» **Required work**: Take the material below and output exactly the run of lines from the one containing "PR #5168, opened 2024-01-29" down to the one containing "When I type", with both included.

» **Available data**:
▼

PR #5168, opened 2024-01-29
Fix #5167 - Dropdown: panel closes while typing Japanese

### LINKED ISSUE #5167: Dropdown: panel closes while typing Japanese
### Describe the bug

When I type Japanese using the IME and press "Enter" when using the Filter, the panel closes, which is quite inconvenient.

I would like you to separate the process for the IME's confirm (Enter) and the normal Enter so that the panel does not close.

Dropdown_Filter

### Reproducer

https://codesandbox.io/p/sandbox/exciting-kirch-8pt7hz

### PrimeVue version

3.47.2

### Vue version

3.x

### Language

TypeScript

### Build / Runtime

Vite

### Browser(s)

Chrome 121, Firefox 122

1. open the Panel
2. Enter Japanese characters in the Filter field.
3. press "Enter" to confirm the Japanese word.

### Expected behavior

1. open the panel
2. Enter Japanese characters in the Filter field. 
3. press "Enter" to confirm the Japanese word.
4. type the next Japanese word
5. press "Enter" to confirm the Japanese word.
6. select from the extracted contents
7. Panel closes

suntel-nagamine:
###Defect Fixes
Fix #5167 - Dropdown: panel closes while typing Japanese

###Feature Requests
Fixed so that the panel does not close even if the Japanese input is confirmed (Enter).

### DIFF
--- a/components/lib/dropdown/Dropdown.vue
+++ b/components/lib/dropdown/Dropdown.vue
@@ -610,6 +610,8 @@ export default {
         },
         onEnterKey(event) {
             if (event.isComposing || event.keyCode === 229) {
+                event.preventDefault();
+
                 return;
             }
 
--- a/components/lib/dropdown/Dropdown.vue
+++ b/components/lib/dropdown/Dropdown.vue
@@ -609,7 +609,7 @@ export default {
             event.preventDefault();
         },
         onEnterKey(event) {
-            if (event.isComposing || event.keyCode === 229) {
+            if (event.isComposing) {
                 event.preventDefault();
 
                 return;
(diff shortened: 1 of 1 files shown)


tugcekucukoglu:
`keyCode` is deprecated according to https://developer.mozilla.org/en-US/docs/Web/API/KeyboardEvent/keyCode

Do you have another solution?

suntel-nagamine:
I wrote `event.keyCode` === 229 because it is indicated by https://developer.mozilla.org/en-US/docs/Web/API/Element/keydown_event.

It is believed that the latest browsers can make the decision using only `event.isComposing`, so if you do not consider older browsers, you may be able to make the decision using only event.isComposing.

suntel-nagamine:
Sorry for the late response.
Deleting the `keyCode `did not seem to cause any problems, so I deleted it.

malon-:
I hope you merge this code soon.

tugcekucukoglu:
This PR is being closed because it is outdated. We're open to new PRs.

▲
▼

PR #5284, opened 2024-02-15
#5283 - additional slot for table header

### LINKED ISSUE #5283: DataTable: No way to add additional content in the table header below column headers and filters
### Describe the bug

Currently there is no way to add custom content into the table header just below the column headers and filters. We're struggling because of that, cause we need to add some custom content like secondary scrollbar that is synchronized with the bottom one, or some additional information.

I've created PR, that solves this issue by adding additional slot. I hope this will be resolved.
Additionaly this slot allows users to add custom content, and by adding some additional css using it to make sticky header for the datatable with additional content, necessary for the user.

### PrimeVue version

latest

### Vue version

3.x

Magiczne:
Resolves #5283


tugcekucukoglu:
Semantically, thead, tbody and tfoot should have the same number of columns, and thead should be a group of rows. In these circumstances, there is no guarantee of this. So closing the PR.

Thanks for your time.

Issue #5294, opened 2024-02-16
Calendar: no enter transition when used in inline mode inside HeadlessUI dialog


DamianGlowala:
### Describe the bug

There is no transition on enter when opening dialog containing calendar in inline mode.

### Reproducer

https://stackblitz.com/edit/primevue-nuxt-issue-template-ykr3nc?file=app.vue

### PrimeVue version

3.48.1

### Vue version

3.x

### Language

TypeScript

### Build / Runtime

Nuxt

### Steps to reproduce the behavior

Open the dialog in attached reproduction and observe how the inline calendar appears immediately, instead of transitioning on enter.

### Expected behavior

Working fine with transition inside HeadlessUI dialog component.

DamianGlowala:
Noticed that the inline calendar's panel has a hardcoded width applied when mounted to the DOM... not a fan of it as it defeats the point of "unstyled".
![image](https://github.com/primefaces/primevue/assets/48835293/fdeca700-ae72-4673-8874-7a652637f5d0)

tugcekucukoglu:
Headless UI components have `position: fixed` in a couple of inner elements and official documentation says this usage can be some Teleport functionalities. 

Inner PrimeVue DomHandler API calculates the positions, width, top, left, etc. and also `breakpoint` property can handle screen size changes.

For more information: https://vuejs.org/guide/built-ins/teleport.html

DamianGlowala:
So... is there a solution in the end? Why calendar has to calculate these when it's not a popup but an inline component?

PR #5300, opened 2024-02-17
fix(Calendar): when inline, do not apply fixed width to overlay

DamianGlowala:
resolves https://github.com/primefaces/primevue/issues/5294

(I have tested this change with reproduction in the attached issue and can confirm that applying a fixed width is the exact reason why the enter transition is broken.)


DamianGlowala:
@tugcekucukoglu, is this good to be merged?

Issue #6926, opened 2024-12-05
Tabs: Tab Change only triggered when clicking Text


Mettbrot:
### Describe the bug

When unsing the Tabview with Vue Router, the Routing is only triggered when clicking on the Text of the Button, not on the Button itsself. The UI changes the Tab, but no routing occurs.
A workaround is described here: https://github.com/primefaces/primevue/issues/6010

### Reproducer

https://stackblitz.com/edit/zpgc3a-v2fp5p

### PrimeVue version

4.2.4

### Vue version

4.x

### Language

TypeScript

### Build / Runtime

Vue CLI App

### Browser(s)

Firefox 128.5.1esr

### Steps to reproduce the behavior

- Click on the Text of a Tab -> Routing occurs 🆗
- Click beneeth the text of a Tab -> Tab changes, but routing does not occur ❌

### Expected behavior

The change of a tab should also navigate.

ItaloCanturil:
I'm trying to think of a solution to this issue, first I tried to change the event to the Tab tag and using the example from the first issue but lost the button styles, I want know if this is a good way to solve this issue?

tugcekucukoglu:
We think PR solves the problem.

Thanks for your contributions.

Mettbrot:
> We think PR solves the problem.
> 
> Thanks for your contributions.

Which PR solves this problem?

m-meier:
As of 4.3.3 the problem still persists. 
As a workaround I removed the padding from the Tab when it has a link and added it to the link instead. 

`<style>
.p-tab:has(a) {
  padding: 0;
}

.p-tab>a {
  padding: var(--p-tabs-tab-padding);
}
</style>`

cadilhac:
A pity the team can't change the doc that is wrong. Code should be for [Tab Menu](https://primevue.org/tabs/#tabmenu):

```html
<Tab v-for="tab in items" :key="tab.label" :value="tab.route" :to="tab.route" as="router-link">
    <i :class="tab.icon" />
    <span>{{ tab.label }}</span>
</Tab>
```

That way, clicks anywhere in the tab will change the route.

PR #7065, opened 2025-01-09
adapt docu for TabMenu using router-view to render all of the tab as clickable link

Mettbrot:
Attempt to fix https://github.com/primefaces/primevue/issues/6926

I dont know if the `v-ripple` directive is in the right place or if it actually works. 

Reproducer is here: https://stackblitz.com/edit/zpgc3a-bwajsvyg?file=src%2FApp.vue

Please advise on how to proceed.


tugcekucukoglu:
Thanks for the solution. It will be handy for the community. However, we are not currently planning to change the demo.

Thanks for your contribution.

▲

» **Written response**:
PR #5168, opened 2024-01-29
Fix #5167 - Dropdown: panel closes while typing Japanese

### LINKED ISSUE #5167: Dropdown: panel closes while typing Japanese
### Describe the bug

When I type Japanese using the IME and press "Enter" when using the Filter, the panel closes, which is quite inconvenient.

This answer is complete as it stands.